(Stored data entries)
##########

PR #356, opened 2019-11-20
OpenStack: Ensure VMs are deleted after unsuccessful create operation

### LINKED ISSUE #355: OpenStack: compute instance with error state is not removed
This is a follow-up for the #286 PR.

It looks like the compute instance create error is not handled properly in https://github.com/gardener/machine-controller-manager/blob/9c45b1fe89758caa8fa8181996058c9c2bacee00/pkg/controller/machine.go#L342

Probably the error handling logic has to ensure that the VM is removed, if it is in error state just after the creation. Or, if this is applicable only to OpenStack, the VM remove logic has to be embedded inside the https://github.com/gardener/machine-controller-manager/blob/9c45b1fe89758caa8fa8181996058c9c2bacee00/pkg/driver/driver_openstack.go#L112 error handler, like I tried to implement in [docker machine](https://github.com/docker/machine/pull/4755/commits/b8bb147e14be53d078b29963345d846622ee9563)

/cc @afritzler  @hardikdr @prashanth26

kayrus:

New logic ensures that the machine resources after the failed create process are purged. If there are no VMs, the `Delete()` method will return nil.

In addition in OpenStack environment, the `Delete()` method will wait until the machine resource is actually deleted, before creating a new machine. This can avoid quota limit exceptions.

Fixes #355 

**Release note**:

```improvement operator
- improvement: OpenStack: Ensure VMs are deleted after unsuccessful create operation
```

### DIFF
--- a/pkg/controller/machine.go
+++ b/pkg/controller/machine.go
@@ -354,6 +354,13 @@ func (c *controller) machineCreate(machine *v1alpha1.Machine, driver driver.Driv
 			LastUpdateTime: metav1.Now(),
 		}
 		c.updateMachineStatus(machine, lastOperation, currentStatus)
+
+		// make sure that the failed machine doesn't exist
+		if e := driver.Delete(); e != nil {
+			message := fmt.Sprintf("Error deleting machine %s (%s) after unsuccessful create attempt: %s", machine.Name, e.Error(), err.Error())
+			return errors.New(message)
+		}
+
 		return err
 	}
 	glog.V(2).Infof("Created machine: %q, MachineID: %s", machine.Name, actualProviderID)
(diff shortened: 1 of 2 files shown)


pkg/controller/machine.go
```diff
@@ -354,6 +354,13 @@ func (c *controller) machineCreate(machine *v1alpha1.Machine, driver driver.Driv
 			LastUpdateTime: metav1.Now(),
 		}
 		c.updateMachineStatus(machine, lastOperation, currentStatus)
+
+		// make sure that the failed machine doesn't exist
+		if e := driver.Delete(); e != nil {
```
prashanth26: IMO I don't think we should be doing this here. I think this should be handled at the driver to trigger such deletion. Because all the MCM should care is if creation went through or not and if not error out. Creation logic at MCM shouldn't care about delete on failure. I think it can be better handled at the driver itself. Something like this - https://github.com/gardener/machine-controller-manager/blob/master/pkg/driver/driver_azure.go#L408-L413

kayrus: Fixed

PR #365, opened 2019-12-02
Bugfix: Remove dependency on MachineClass while deleting MachineDeployment/MachineSets

### LINKED ISSUE #357: Remove dependency on MachineClass while deleting MachineDeployment
## Issue
Currently, we block the deletion of the MachineDeployment if referred MachineClass is missing. I guess it makes sense to avoid/block enqueueing the MachineDeployment while creation if referred MachiineClass is missing, which we already do. But for any reason, if referred MachineClass is deleted, and it can be ensured that no Machines are lying around referring to it, probably it should be safe to delete such a MachineDeployment.

## Probable Solution
Allow deletion of MachineDeployment, if `Spec.Replicas=0`, no child objects [machine-objects, in case the controller crashed immediately after] exists. Open for suggestions.

/cc @prashanth26

prashanth26:

Fixes #357 

**Release note**:

```improvement operator
Bugfix: Remove dependency on MachineClass while deleting MachineDeployment/MachineSets
```

### DIFF
--- a/pkg/controller/deployment.go
+++ b/pkg/controller/deployment.go
@@ -464,10 +464,12 @@ func (dc *controller) reconcileClusterMachineDeployment(key string) error {
 		return nil
 	}
 
-	// Validate MachineClass
-	_, secretRef, err := dc.validateMachineClass(&deployment.Spec.Template.Spec.Class)
-	if err != nil || secretRef == nil {
-		return err
+	if deployment.DeletionTimestamp == nil {
+		// Validate MachineClass if the machineDeployment is not triggerred for deletion
+		_, secretRef, err := dc.validateMachineClass(&deployment.Spec.Template.Spec.Class)
+		if err != nil || secretRef == nil {
+			return err
+		}
 	}
 
 	// Resync the MachineDeployment after 10 minutes to avoid missing out on missed out events
--- a/pkg/controller/machineset.go
+++ b/pkg/controller/machineset.go
@@ -462,14 +462,14 @@ func (c *controller) reconcileClusterMachineSet(key string) error {
 		return nil
 	}
 
-	// Validate MachineClass
-	_, secretRef, err := c.validateMachineClass(&machineSet.Spec.Template.Spec.Class)
-	if err != nil || secretRef == nil {
-		return err
-	}
-
-	// Manipulate finalizers
 	if machineSet.DeletionTimestamp == nil {
+		// Validate MachineClass
+		_, secretRef, err := c.validateMachineClass(&machineSet.Spec.Template.Spec.Class)
+		if err != nil || secretRef == nil {
+			return err
+		}
+
+		// Manipulate finalizers
 		c.addMachineSetFinalizers(machineSet)
 	}
 


hardikdr:
> Also, if `DeletionTimestamp != nil` and there are machines (with VMs), shouldn't we block the deletion of `MachineDeployment`?

I think this is only about removing the check of MachineClass while deletion, else remaining behavior should remain the same, eg. machine-deployment should not be deleted if there are machine objects around yet referring to it.  @prashanth26 can confirm may be.

> What about same logic in machineset and machine

Not sure. Probably we could delete the machineset and machinedeployment if corresponding MachineClass is missing.  But we might not want to delete the machine-object if `Spec.ProviderID`  is set and MachineClass is missing. 
- In the case of a machine object, there is a possibility of actual VM existing, but MachineClass being deleted unintentionally.

prashanth26:
> What about same logic in [machineset](https://github.com/gardener/machine-controller-manager/blob/rel-0.21.0/pkg/controller/machineset.go#L466) and [machine](https://github.com/gardener/machine-controller-manager/blob/rel-0.21.0/pkg/controller/machine.go#L141)

I think machine set we could add, but for the machine object I was thinking with OOT we would require the machineClass to compute the providerID for AWS. Because we would be using machine object name and spec to determine the providerID. Hence it would better if we left it for machine objects.

prashanth26:
> > Also, if `DeletionTimestamp != nil` and there are machines (with VMs), shouldn't we block the deletion of `MachineDeployment`?
> 
> I think this is only about removing the check of MachineClass while deletion, else remaining behavior should remain the same, eg. machine-deployment should not be deleted if there are machine objects around yet referring to it. @prashanth26 can confirm may be.

Hardik is right, the existing logic already takes care of logic like these. Refer - https://github.com/gardener/machine-controller-manager/blob/d160f3043f0ce1a49953aa026610e7ee9fa522f0/pkg/controller/deployment.go#L513-L524. This is just an exclusion to allow deletion of machineDeployments without machineClasses.

prashanth26:
> What about same logic in [machineset](https://github.com/gardener/machine-controller-manager/blob/rel-0.21.0/pkg/controller/machineset.go#L466) and [machine](https://github.com/gardener/machine-controller-manager/blob/rel-0.21.0/pkg/controller/machine.go#L141)

I could add this as well if everyone feels the same.

ggaurav10:
Sounds reasonable. Without the finalisers, how do we make sure that when deleting a machine object, machine spec/class is available? If the machine class is deleted before the machine object,  what are the options?

prashanth26:
> Without the finalisers, how do we make sure that when deleting a machine object, machine spec/class is available?

Without the finalizers ideally, no operation would've been performed on this machineDeployment object. There would be no machineSets created for it.

> If the machine class is deleted before the machine object, what are the options?

IMO if machineClass isn't there for a machine,  we would have to manually re-create the machineClass for deletion to proceed. We could eliminate this by using only the providerID field on machine objects, but I think it might get messy with OOT (to use only machineNames), and even if we wanted to run checks in the future to check VM properties before deleting the machine.

prashanth26:
Hi All,

I have updated the logic to work for machine sets as well. Are there any pending changes?

PR #366, opened 2019-12-03
Add csi volume fetching for AliCloud

jia-jerry:
AliCloud Seed clusters uses CSI volume plugin. Need to consider it.
Fixes #

**Release note**:

```improvement operator
When nodes are rolling updated, pods with Persistent volume attached can now be evicted correctly/serially before the node is drained.
```

### DIFF
--- a/pkg/driver/driver_alicloud.go
+++ b/pkg/driver/driver_alicloud.go
@@ -292,12 +292,12 @@ func (c *AlicloudDriver) GetVolNames(specs []corev1.PersistentVolumeSpec) ([]str
 	names := []string{}
 	for i := range specs {
 		spec := &specs[i]
-		if spec.FlexVolume == nil || spec.FlexVolume.Options == nil {
-			// Not an aliCloud volume
-			continue
-		}
-		if name, ok := spec.FlexVolume.Options["volumeId"]; ok {
-			names = append(names, name)
+		if spec.FlexVolume != nil && spec.FlexVolume.Options != nil {
+			if name, ok := spec.FlexVolume.Options["volumeId"]; ok {
+				names = append(names, name)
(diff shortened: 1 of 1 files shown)


prashanth26:
CC: @ggaurav10

pkg/driver/driver_alicloud.go
```diff
@@ -292,12 +292,12 @@ func (c *AlicloudDriver) GetVolNames(specs []corev1.PersistentVolumeSpec) ([]str
...
-			// Not an aliCloud volume
-			continue
-		}
-		if name, ok := spec.FlexVolume.Options["volumeId"]; ok {
-			names = append(names, name)
+		if spec.FlexVolume != nil && spec.FlexVolume.Options != nil {
+			if name, ok := spec.FlexVolume.Options["volumeId"]; ok {
+				names = append(names, name)
+			}
+		} else if spec.CSI != nil && spec.CSI.VolumeHandle != "" {
```
ggaurav10: Should we also check if the field `spec.CSI.driver` matches the driver name(s) relevant to Alicloud?
https://kubernetes-csi.github.io/docs/drivers.html#production-drivers

Background: Typically other cloud providers such as AWS, Azure etc, have specific fields in the [`PersistentVolumeSource`](https://github.com/kubernetes/api/blob/master/core/v1/types.go#L177) struct, those fields were used in the corresponding drivers (eg. [AWS driver](https://github.com/gardener/machine-controller-manager/blob/rel-0.21.0/pkg/driver/driver_aws.go#L318)).

jia-jerry: By now, only  *diskplugin.csi.alibabacloud.com* will be considered.

PR #373, opened 2019-12-13
Avoid force-deleting if previous drain has failed

hardikdr:
**What this PR does / why we need it**: This PR skips the force-deletion of the machine when the previous drain has failed.

Fixes #

**Release note**:

```improvement operator
Avoided force-deleting the machine if previous drain has failed.
```

### DIFF
--- a/pkg/controller/drain.go
+++ b/pkg/controller/drain.go
@@ -175,6 +175,7 @@ func (o *DrainOptions) RunDrain() error {
 	}()
 
 	if err := o.RunCordonOrUncordon(true); err != nil {
+		glog.Errorf("Drain Error: Cordoninig of node failed with error: %v", err)
 		return err
 	}
 
@@ -942,7 +943,7 @@ func (o *DrainOptions) RunCordonOrUncordon(desired bool) error {
 	}
 	unsched := node.Spec.Unschedulable
 	if unsched == desired {
-		glog.V(3).Info("Already desired")
+		glog.V(3).Infof("Already desired state of cordoning or uncordoning for node: %q", node.Name)
 	} else {
 		clone := node.DeepCopy()
 		clone.Spec.Unschedulable = desired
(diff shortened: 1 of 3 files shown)


pkg/controller/drain.go
```diff
@@ -942,7 +943,7 @@ func (o *DrainOptions) RunCordonOrUncordon(desired bool) error {
 	}
 	unsched := node.Spec.Unschedulable
 	if unsched == desired {
-		glog.V(3).Info("Already desired")
+		glog.V(3).Infof("Already desired state of cordoning or uncordoning for node: %q", node.Name)
```
prashanth26:
```suggestion
		glog.V(3).Infof("Scheduling state for node %q is already in desired state", node.Name)
```

pkg/controller/machine.go
```diff
@@ -503,7 +503,7 @@ func (c *controller) machineDelete(machine *v1alpha1.Machine, driver driver.Driv
 			timeOut := metav1.Now().Add(-timeOutDuration).Sub(machine.Status.CurrentStatus.LastUpdateTime.Time)
 			timeOutOccurred = timeOut > 0
 
-			if forceDeleteLabelPresent || timeOutOccurred || lastDrainFailed {
+			if forceDeleteLabelPresent || timeOutOccurred {
 				// To perform forceful machine drain/delete either one of the below conditions must be satified
 				// 1. force-deletion: "True" label must be present
 				// 2. Deletion operation is more than drain-timeout minutes old
```
ggaurav10: The third point needs to be removed. The following comment in this `if` block also needs to be updated accordingly:
```
glog.V(2).Infof("Force deletion has been triggerred for machine %q due to Label:%t, timeout:%t, lastDrainFailed:%t",...
```

Also, we don't need the variable `lastDrainFailed` anymore. We can leave it for logging purposes though.

hardikdr: thanks, good catch, fixed.

PR #375, opened 2019-12-16
Activate healthz earlier

zuzzas:

Currently, due to failed leader election (in the case of multiple machine-controller-managers), the liveness probe will constantly restart a container, which is confusing at best and may trip a monitoring system. Also, it makes no sense to not enable liveness probe immediately. Liveness probe should start to fail once a program transitions into a state, in which it won't be able to continue operating correctly, and it needs to be shut down externally.

**Release note**:

```noteworthy operator
Healthz endpoint is immediately initialized with a healty (200) response
```


prashanth26:
Hi @zuzzas ,

We appreciate both the PRs. The changes look good to me. I am waiting for the integration tests to pass on our pipeline, post which I shall merge the PR. 

Regards,
Prashanth

PR #378, opened 2019-12-21
Support multiple Disks/Security Groups on AWS

rewiko:

Machine-controller-manager do not support multiple disks and security groups on the instance. Allowing multiple disks separate IOPS, disk space for docker, kubelet volumes and attaching multiple security groups.

Fixes #

**Release note**:

Support multiple disks on AWS and keep it backward compatible with a single disk without mention of `DeviceName`.
Support multiple security groups in AWS.


pkg/apis/machine/validation/awsmachineclass.go
```diff
@@ -116,18 +116,34 @@ func validateAWSClassSpecTags(tags map[string]string, fldPath *field.Path) field
...
+			allErrs = append(allErrs, field.Required(idxPath.Child("ebs.volumeType"), "Please mention a valid ebs volume type"))
 		} else if blockDevices[0].Ebs.VolumeType == "io1" && blockDevices[0].Ebs.Iops <= 0 {
-			allErrs = append(allErrs, field.Required(fldPath.Child("ebs.iops"), "Please mention a valid ebs volume iops"))
+			allErrs = append(allErrs, field.Required(idxPath.Child("ebs.iops"), "Please mention a valid ebs volume iops"))
 		}
 	}
+
+	if rootPartitionCount > 1 {
+		allErrs = append(allErrs, field.Required(fldPath, "Only one '/root' partition can be specified"))
+	} else if rootPartitionCount == 0 && len(blockDevices) > 1 {
```
rewiko: `len(blockDevices) > 1` allow backward compatibility when a single disk is provided without `DeviceName`

hardikdr:
@rewiko thanks for the PR, will take a look soon.

pkg/apis/machine/validation/awsmachineclass.go
```diff
@@ -116,18 +117,49 @@ func validateAWSClassSpecTags(tags map[string]string, fldPath *field.Path) field
 
 func validateBlockDevices(blockDevices []machine.AWSBlockDeviceMappingSpec, fldPath *field.Path) field.ErrorList {
 	allErrs := field.ErrorList{}
-	if len(blockDevices) > 1 {
-		allErrs = append(allErrs, field.Required(fldPath.Child(""), "Can only specify one (root) block device"))
-	} else if len(blockDevices) == 1 {
-		if blockDevices[0].Ebs.VolumeSize <= 0 {
-			allErrs = append(allErrs, field.Required(fldPath.Child("ebs.volumeSize"), "Please mention a valid ebs volume size"))
+
+	if 0 == len(blockDevices) {
```
ggaurav10: Do we need this new check? Do we know what is the default behaviour in case no block devices are mentioned?

pkg/apis/machine/validation/awsmachineclass.go
ggaurav10: Should this be added as comment in the code also

pkg/apis/machine/validation/awsmachineclass.go
rewiko: I've tested, if you don't provide any block device, AWS will create one for you and mount as root partition. 
I will remove the condition.

rewiko:
I've addressed your comment and added tests on both files.
I've also added support to attach multiples security groups.

pkg/driver/driver_aws.go
```diff
@@ -142,6 +117,77 @@ func (d *AWSDriver) Create() (string, string, error) {
...
+	for _, disk := range blockDevices {
+
+		deviceName := disk.DeviceName
+		if disk.DeviceName == "/root" || len(blockDevices) == 1 {
+			deviceName = *rootDeviceName
+		}
+		volumeSize := disk.Ebs.VolumeSize
+		volumeType := disk.Ebs.VolumeType
+		deleteOnTermination := disk.Ebs.DeleteOnTermination
+		iops := disk.Ebs.Iops
```
ggaurav10: This variable is not used anywhere. Shouldn't the build fail here?

rewiko: Yes just pushed the fix :)

PR #384, opened 2020-01-10
added MachineClass for incremental out-of-tree migration

MartinWeindel:
This PR adds the new MachineClass type for the out-of-tree (OOT) machine controller manager providers.
The infrastructure providers are still located together in the [gardener-extensions](https://github.com/gardener/gardener-extensions) repository.
If the migration to OOT should happen separately for each infra-provider, some of the current specific machineclass types are referenced alongside the new machineclass type in the worker controllers.
The provider specific machineclass types are already removed in the mcm branch `cmi-client` and can therefore not be used as dependency for the gardener-extensions project. 
This is only an immediate solution until either all infra-providers are migrated to OOT or the gardnerer-extensions repository is splitted up.


hardikdr:
Hi Martin, thanks for the PR.  :) 
The necessary changes required to adapt the master branch with out-of-tree is being worked upon at the [cmi-client](https://github.com/gardener/machine-controller-manager/tree/cmi-client) branch.

MartinWeindel:
@hardikdr Hardik, I'm aware that out-of-tree is being worked on in the cmi-branch. But this does not solve the problem I described with migrating individual infrastructure providers in the gardener-extensions repository. Either you have to include the old machine classes in the cmi-branch or with a solution like that I purpose here.

hardikdr:
I see, sorry I misunderstood it earlier. We have issues with CI at the moment, we shall fix it soon and merge the PR soon, thanks.

PR #388, opened 2020-01-14
Added Cinder based Custom Root Disks for OpenStack Vms

### LINKED ISSUE #386: Custom Root Disk Size for OpenStack Machines
Currently the OpenStack flavor determines the root disk size of machine. By using a custom block device mapping it is possible to boot machines based of Cinder backed volumes.

afritzler:
This PR extends the OpenStack MachineClass to support custom root disk size. It does this by adding a Cinder based root disk volume to the VM created via MCM.

To configure the root disk size the manifest looks like the following

```shell
apiVersion: machine.sapcloud.io/v1alpha1
kind: OpenStackMachineClass
metadata:
  name: test-openstack # Name of OpenStack machine class goes here
  namespace: default # Namespace in which the machine class is to be deployed
spec:
  ...
  rootDiskSize: 100 # 100 GB 
```

The creation policy for the Cinder volume is `DeleteOnTermination` meaning that the volume gets removed when the machine is terminated.

Fixes #386 

**Release note**:
```improvement operator
Added Cinder based root disk support with customisable disk size 
```

### DIFF
--- a/pkg/apis/machine/v1alpha1/types.go
+++ b/pkg/apis/machine/v1alpha1/types.go
@@ -742,6 +742,7 @@ type OpenStackMachineClassSpec struct {
 	Networks         []OpenStackNetwork      `json:"networks,omitempty"`
 	SecretRef        *corev1.SecretReference `json:"secretRef,omitempty"`
 	PodNetworkCidr   string                  `json:"podNetworkCidr"`
+	RootDiskSize     int                     `json:"rootDiskSize,omitempty"` // in GB
 }
 
 type OpenStackNetwork struct {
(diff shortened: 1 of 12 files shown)


pkg/apis/machine/v1alpha1/types.go
```diff
@@ -742,6 +742,7 @@ type OpenStackMachineClassSpec struct {
 	Networks         []OpenStackNetwork      `json:"networks,omitempty"`
 	SecretRef        *corev1.SecretReference `json:"secretRef,omitempty"`
 	PodNetworkCidr   string                  `json:"podNetworkCidr"`
+	RootDiskSize     int                     `json:"rootDiskSize,omitempty"` // in GB
```
ialidzhikov: Why `resource.Quantity` is not used?
g/g uses `resource.Quantity` for `volume.size` in the Shoot spec - ref https://github.com/gardener/gardener/blob/ab4ddfc16c0709b0d301ee8713f61fad7fcbeb6f/pkg/apis/core/v1beta1/types_cloudprofile.go#L136-L137

PR #395, opened 2020-01-23
Azure: Allow to manage machine with identity

dkistner:
Allow to create and manage Azure virtual machines which have an user assigned managed identity assigned to.

Azure machines can now be deployed with an attached user assigned managed identity, which can be used to authenticate to other Azure services like ACR.

Fixes #

**Release note**:

```improvement user
Azure machines can now be deployed with an attached user assigned managed identity.
```


pkg/driver/driver_azure.go
```diff
@@ -163,6 +163,15 @@ func (d *AzureDriver) getVMParameters(vmName string, networkInterfaceReferenceID
 		}
 	}
 
+	if d.AzureMachineClass.Spec.Properties.IdentityID != nil {
```
ggaurav10: ` && *d.AzureMachineClass.Spec.Properties.IdentityID != ""`?

dkistner: Thanks I have adapted this.

dkistner:
Thanks @ggaurav10. Should be done.

pkg/openapi/openapi_generated.go
```diff
@@ -9834,7 +9798,7 @@ func GetOpenAPIDefinitions(ref common.ReferenceCallback) map[string]common.OpenA
 					Properties: map[string]spec.Schema{
 						"replicas": {
 							SchemaProps: spec.SchemaProps{
-								Description: "Replicas is the number of desired replicas. This is a pointer to distinguish between explicit zero and unspecified. Defaults to 0. More info: https://kubernetes.io/docs/concepts/workloads/controllers/replicationcontroller#what-is-a-replicationcontroller",
+								Description: "Replicas is the number of desired replicas. This is a pointer to distinguish between explicit zero and unspecified. Defaults to 1. More info: https://kubernetes.io/docs/concepts/workloads/controllers/replicationcontroller#what-is-a-replicationcontroller",
```
ggaurav10: This shouldn't change with this PR. Is it a rebasing issue?

dkistner:
Hmm I just called `hack/generate-code` and this change was produced by the script. I have build this based on the master. Is there something which needs to be fixed on the upstream master? If yes give me a hint when I need to rebase and re run the code generation.

hardikdr:
Sure @dkistner, We haven't yet been able to look into it. We shall soon fix it and let you know.

hardikdr:
One of the recent PR dint run `./hack/generatecode`, which brought these changes into this PR.
We can merge this one.

pkg/openapi/openapi_generated.go
hardikdr: This got in as `hack/generatecode` was not run previously. Though we need to check on the open-api generate-code path, as in reality it gets defaulted to `0`, but not the concern of this PR.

##########

| Task directions |
The answer must consist of every line above that contains the word "shown".

| Response to the exercise |
(diff shortened: 1 of 2 files shown)
(diff shortened: 1 of 1 files shown)
(diff shortened: 1 of 3 files shown)
(diff shortened: 1 of 12 files shown)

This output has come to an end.